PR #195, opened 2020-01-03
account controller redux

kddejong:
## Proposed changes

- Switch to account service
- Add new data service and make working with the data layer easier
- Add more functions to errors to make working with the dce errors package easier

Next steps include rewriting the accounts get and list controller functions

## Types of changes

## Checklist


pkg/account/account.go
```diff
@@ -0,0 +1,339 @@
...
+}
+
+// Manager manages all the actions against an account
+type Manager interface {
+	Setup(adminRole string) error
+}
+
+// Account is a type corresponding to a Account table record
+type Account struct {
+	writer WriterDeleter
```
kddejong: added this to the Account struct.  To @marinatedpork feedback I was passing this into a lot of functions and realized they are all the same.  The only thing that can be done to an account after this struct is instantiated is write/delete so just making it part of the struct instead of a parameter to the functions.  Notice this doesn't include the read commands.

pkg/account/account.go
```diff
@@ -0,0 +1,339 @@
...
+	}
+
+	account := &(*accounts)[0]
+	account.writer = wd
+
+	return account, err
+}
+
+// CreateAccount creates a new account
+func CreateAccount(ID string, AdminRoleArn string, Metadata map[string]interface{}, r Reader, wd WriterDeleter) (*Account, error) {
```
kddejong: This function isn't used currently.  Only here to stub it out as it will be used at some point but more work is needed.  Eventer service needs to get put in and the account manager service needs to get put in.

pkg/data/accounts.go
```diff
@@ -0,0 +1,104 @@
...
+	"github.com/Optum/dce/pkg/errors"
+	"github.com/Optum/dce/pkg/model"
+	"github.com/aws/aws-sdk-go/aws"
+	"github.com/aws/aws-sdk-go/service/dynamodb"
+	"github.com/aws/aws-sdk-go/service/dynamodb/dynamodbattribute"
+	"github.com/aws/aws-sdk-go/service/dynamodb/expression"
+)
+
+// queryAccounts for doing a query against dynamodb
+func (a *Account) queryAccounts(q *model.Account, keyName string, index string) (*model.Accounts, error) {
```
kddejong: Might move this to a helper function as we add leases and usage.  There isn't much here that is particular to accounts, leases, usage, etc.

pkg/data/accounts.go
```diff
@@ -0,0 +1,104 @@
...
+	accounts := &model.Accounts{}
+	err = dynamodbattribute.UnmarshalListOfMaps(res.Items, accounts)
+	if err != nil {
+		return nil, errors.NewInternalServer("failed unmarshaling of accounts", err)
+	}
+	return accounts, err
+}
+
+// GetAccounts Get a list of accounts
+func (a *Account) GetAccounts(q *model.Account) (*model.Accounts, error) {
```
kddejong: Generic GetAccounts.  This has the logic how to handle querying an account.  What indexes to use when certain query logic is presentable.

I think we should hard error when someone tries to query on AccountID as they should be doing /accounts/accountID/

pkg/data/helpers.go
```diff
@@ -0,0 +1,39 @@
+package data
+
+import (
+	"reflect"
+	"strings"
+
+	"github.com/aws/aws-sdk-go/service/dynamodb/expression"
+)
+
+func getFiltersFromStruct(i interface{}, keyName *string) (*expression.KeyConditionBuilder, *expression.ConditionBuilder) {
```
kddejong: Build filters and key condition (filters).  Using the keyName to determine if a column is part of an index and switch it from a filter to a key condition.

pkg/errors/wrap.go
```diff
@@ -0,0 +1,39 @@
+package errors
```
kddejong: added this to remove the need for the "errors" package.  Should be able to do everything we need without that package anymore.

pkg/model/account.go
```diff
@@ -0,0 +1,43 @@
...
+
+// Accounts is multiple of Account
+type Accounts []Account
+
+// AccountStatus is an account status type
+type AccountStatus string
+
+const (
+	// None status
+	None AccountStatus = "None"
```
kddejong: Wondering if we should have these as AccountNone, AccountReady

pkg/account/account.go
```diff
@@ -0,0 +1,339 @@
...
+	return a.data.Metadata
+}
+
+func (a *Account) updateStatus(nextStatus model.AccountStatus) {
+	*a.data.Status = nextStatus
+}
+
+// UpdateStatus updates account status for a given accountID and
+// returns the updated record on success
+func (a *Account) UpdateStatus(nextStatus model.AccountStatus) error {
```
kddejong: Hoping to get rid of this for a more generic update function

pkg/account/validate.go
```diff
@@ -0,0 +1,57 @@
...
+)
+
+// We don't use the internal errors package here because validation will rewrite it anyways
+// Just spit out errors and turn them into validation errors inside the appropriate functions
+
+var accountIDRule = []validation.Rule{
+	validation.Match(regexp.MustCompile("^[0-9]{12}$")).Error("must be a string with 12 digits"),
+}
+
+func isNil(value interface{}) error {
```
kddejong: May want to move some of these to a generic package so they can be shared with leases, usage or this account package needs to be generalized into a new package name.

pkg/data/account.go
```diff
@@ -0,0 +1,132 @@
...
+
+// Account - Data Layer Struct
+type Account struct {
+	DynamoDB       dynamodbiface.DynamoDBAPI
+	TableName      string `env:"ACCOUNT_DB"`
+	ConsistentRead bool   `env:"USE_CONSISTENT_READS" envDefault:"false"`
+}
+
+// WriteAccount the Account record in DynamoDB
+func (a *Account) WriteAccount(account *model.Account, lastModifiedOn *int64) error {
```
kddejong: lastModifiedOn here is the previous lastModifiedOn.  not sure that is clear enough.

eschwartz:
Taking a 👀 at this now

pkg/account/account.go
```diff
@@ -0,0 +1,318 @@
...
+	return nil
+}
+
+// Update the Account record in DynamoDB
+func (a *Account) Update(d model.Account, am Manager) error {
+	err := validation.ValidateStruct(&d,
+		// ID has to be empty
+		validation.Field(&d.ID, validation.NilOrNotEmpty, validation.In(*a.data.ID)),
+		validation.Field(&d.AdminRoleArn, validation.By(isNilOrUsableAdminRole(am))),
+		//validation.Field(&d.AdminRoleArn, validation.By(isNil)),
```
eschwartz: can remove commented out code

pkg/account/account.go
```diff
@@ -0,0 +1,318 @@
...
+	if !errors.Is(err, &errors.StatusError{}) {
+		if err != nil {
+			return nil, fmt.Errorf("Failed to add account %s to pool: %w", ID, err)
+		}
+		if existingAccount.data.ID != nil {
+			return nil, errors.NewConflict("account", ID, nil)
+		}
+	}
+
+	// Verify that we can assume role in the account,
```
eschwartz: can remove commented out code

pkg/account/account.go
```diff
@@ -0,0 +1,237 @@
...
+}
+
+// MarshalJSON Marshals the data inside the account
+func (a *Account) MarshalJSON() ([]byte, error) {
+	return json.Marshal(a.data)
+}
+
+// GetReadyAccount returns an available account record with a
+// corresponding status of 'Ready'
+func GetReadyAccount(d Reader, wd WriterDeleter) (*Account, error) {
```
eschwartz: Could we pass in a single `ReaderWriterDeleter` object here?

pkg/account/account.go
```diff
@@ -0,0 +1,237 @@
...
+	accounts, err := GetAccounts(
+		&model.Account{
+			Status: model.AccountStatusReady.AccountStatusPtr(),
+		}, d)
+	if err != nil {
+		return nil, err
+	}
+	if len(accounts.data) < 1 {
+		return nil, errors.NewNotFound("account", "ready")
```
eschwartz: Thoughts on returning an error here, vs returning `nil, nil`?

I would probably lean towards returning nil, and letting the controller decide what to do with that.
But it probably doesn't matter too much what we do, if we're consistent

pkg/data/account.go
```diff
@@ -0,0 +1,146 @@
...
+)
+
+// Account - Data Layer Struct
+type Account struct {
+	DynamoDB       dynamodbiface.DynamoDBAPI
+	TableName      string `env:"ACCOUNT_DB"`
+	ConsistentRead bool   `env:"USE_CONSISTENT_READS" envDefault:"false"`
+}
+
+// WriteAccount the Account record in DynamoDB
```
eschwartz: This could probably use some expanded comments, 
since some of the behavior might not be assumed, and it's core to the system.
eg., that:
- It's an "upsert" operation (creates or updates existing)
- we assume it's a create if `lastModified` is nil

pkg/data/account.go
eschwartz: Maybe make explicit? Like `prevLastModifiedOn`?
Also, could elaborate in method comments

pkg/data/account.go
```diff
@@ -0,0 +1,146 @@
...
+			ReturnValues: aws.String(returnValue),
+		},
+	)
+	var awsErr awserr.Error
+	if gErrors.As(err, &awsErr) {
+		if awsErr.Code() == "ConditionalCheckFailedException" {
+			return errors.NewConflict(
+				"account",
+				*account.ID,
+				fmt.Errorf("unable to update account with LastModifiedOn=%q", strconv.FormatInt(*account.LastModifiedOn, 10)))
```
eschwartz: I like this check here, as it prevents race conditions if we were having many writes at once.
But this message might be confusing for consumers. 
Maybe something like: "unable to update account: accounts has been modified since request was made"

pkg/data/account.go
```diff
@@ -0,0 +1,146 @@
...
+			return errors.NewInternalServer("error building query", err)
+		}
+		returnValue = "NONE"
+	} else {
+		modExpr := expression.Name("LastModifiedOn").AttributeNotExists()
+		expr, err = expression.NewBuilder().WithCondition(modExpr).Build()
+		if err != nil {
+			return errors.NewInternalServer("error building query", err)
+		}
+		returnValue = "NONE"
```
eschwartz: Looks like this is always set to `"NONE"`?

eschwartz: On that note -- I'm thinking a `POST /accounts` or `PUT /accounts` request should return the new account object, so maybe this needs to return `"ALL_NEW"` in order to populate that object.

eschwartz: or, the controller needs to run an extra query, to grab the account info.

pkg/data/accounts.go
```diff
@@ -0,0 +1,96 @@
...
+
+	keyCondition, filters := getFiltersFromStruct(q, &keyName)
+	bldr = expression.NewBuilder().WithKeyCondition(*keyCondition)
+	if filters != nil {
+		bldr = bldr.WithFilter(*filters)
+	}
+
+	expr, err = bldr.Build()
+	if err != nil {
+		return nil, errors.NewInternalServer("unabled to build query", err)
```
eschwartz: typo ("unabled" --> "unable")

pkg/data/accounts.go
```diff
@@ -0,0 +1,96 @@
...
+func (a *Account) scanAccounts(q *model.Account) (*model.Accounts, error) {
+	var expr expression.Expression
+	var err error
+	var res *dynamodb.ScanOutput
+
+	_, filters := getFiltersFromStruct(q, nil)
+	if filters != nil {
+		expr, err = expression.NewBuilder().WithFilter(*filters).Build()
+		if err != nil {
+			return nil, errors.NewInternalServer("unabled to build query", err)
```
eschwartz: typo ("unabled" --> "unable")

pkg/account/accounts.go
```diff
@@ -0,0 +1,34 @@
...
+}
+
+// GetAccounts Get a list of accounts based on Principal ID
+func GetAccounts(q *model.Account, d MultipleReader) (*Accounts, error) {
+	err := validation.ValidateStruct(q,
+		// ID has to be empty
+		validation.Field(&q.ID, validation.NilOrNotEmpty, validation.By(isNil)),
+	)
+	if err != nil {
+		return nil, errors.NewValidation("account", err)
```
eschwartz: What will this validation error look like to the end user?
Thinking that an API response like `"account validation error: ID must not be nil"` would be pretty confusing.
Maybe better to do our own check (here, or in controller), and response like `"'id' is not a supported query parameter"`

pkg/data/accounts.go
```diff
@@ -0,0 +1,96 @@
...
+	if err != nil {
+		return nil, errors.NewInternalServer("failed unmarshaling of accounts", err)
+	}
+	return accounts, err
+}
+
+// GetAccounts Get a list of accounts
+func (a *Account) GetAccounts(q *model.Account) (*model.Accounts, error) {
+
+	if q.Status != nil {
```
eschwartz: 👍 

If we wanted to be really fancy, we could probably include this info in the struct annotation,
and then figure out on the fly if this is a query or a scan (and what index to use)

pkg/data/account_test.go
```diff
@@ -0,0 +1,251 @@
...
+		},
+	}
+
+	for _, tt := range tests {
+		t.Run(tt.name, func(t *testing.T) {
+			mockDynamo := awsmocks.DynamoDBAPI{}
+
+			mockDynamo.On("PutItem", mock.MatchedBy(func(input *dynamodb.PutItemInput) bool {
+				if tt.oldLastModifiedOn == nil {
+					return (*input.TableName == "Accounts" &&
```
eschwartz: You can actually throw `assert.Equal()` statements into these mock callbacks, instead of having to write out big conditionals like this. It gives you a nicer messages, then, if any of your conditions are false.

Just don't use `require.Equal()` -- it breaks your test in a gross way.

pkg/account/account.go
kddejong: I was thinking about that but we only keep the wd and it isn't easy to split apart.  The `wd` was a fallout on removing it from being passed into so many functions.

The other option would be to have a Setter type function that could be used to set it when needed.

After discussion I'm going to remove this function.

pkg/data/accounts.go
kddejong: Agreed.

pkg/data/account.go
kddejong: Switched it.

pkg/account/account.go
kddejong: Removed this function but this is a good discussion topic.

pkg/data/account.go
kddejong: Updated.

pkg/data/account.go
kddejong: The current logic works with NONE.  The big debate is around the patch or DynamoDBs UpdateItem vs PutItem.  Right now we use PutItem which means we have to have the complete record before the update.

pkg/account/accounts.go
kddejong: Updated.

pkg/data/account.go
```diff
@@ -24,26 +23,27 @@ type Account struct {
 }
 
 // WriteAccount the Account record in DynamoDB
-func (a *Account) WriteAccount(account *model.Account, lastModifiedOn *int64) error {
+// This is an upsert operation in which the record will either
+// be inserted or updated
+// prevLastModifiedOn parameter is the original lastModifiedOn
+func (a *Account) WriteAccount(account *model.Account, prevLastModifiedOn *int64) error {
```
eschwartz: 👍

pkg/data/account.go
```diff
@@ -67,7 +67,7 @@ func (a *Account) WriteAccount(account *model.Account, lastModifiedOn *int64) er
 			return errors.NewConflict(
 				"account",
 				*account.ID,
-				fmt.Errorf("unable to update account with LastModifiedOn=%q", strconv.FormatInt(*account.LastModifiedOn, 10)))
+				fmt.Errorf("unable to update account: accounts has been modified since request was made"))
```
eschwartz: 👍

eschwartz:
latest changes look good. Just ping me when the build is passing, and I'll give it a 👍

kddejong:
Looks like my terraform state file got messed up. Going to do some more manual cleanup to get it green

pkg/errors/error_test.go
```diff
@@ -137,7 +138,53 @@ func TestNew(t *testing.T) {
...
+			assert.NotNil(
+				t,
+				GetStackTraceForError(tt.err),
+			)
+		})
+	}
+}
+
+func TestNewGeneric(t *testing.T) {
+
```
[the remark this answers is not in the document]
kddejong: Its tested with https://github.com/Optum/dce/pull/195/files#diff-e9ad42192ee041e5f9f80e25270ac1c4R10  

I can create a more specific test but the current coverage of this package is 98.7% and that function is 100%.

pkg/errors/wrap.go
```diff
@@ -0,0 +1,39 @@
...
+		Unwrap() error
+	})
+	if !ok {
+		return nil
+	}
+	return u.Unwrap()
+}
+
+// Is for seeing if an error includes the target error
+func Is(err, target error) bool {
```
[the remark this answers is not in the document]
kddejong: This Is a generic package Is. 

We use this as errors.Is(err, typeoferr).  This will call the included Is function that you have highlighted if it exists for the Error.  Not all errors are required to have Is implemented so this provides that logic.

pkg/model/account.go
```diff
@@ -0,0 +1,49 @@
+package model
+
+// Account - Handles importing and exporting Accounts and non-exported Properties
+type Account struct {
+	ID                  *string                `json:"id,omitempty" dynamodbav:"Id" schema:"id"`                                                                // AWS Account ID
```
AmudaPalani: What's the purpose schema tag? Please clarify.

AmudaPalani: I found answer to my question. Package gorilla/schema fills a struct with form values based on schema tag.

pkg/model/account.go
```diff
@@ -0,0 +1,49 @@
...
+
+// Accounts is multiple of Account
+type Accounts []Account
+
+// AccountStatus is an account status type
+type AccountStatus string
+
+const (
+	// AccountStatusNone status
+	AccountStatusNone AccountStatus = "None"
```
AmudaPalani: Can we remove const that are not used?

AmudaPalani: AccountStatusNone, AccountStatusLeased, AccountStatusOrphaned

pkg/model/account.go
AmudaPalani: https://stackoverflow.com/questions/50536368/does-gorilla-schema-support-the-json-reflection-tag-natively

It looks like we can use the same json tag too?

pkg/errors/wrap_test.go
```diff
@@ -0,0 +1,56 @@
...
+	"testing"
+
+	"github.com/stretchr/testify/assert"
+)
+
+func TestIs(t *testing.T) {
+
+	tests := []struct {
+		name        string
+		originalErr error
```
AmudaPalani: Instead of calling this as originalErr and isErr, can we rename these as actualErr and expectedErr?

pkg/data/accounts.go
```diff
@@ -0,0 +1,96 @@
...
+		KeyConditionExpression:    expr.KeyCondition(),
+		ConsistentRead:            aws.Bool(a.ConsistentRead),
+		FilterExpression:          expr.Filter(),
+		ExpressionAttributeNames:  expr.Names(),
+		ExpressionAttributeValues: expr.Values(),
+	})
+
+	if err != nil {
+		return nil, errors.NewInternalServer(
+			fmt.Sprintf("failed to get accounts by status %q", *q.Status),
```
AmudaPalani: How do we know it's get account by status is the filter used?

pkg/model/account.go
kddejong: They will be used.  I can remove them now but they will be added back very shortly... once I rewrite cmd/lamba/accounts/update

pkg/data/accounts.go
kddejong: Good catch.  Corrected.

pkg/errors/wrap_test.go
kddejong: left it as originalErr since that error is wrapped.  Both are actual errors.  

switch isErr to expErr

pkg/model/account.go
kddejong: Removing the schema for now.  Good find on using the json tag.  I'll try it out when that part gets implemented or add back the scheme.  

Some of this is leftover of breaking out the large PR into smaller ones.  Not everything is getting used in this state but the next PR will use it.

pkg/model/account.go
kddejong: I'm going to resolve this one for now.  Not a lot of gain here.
==*==
Exercise description: Reproduce exactly the lines above from the line with "But it probably" to the line with "or updates existing)", including both, and add nothing.

Task answer:
But it probably doesn't matter too much what we do, if we're consistent

pkg/data/account.go
```diff
@@ -0,0 +1,146 @@
...
+)
+
+// Account - Data Layer Struct
+type Account struct {
+	DynamoDB       dynamodbiface.DynamoDBAPI
+	TableName      string `env:"ACCOUNT_DB"`
+	ConsistentRead bool   `env:"USE_CONSISTENT_READS" envDefault:"false"`
+}
+
+// WriteAccount the Account record in DynamoDB
```
eschwartz: This could probably use some expanded comments, 
since some of the behavior might not be assumed, and it's core to the system.
eg., that:
- It's an "upsert" operation (creates or updates existing)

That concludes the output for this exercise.